**What to do:** Extract all lines that hold "https" from the records below.

Dataset entries:
PR #499, opened 2021-08-28
Fix next published version

### LINKED ISSUE #498: Published version numbers out of order on staging
Some recent tests of [dandi/dandisets](https://github.com/dandi/dandisets) were failing because, after publishing a Dandiset (number 000186, now deleted) on staging with version ID 0.210827.1436, the next published version had version ID 0.210827.1435.  Is this supposed to happen?  I thought version numbers were always assigned in increasing order.

dchiquito:
Fixes #498


jwodder:
This looks OK to me, but I don't think I'm familiar enough with the code base for my review to qualify for merge permission.

dandiapi/api/tests/test_version.py
```diff
@@ -12,25 +12,38 @@
...
+def test_version_next_published_version_simultaneous_save(
+    dandiset_factory,
+    published_version_factory,
+):
+    dandiset_1 = dandiset_factory()
+    dandiset_2 = dandiset_factory()
+    version_1 = published_version_factory(dandiset=dandiset_1)
+    version_2 = published_version_factory(dandiset=dandiset_2)
+    # Different dandisets published at the same time should have the same version string
+    assert version_1.version == version_2.version
```
yarikoptic, line 44: as version is time dependent, probably very unlikely to hit the "new minute" marker between two publications, but still possible, so might happen once in very while, causing need to review etc.  I wonder if it worth adding some explicit "redo" if we cross the minute-marker between two invocations?

mvandenburgh (approved):
LGTM

dandiapi/api/tests/test_version.py
```diff
@@ -12,25 +12,38 @@
...
 
 
+@pytest.mark.django_db
+def test_version_next_published_version_simultaneous_save(
+    dandiset_factory,
+    published_version_factory,
+):
+    dandiset_1 = dandiset_factory()
+    dandiset_2 = dandiset_factory()
+    version_1 = published_version_factory(dandiset=dandiset_1)
```
yarikoptic, line 41: BTW, does this trigger actual doi minting? If yes - does it explicitly delete that dandiset version upon completion of the fixture (thus triggering future #501 )?

dchiquito: it doesn't, pytest tests do not have the DOI credentials provided. The only environments that mint DOIs are production and staging.

PR #504, opened 2021-08-30
Delete DOI when deleting a version

### LINKED ISSUE #501: Delete/Cleanup Draft DOIs whenever removing versioned dandiset
Follow up to  PR #480 . I have noticed that we accumulated 371 DOIs on https://doi.test.datacite.org/repositories/dartlib.dandi/dois by running tests (ab)using 

- [ ] Deletion introduced in #480 should add an out-off-band job to remove a DOI found in that dandiset version metadata.  `Findable` DOIs cannot be removed, so we would not even try I guess, but all the `Draft` (which we populate in staging as far as I see it from those 371) could and should be removed 
- [ ] clean up already existing Draft DOIs on doi.test.datacite.org

ref: https://github.com/dandi/dandischema/issues/7

jwodder:
Closes #501.

### DIFF
--- a/dandiapi/api/tasks.py
+++ b/dandiapi/api/tasks.py
@@ -1,4 +1,3 @@
-import logging
 import os
 
 from celery import shared_task
@@ -6,9 +5,9 @@ from celery.utils.log import get_task_logger
 from django.conf import settings
 from django.db.transaction import atomic
 import jsonschema.exceptions
-import requests
 
 from dandiapi.api.checksum import calculate_sha256_checksum
+from dandiapi.api.doi import delete_doi
 from dandiapi.api.manifests import (
     write_assets_jsonld,
     write_assets_yaml,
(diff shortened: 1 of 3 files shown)


dandiapi/api/tasks.py
```diff
@@ -152,3 +154,33 @@ def validate_version_metadata(version_id: int) -> None:
     version.status = Version.Status.VALID
     version.validation_errors = []
     version.save()
+
+
+@shared_task
+def delete_doi(doi: str) -> None:
```
dchiquito, line 160: Can you move this method to `doi.py` so all the DOI code is in one place? This task can simply be a wrapper around it.

dchiquito (changes requested):
Sad that we can't really add a test.

dandiapi/api/tasks.py
jwodder: Done.

dchiquito (approved):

**Solved exercise:**
Some recent tests of [dandi/dandisets](https://github.com/dandi/dandisets) were failing because, after publishing a Dandiset (number 000186, now deleted) on staging with version ID 0.210827.1436, the next published version had version ID 0.210827.1435.  Is this supposed to happen?  I thought version numbers were always assigned in increasing order.
Follow up to  PR #480 . I have noticed that we accumulated 371 DOIs on https://doi.test.datacite.org/repositories/dartlib.dandi/dois by running tests (ab)using 
ref: https://github.com/dandi/dandischema/issues/7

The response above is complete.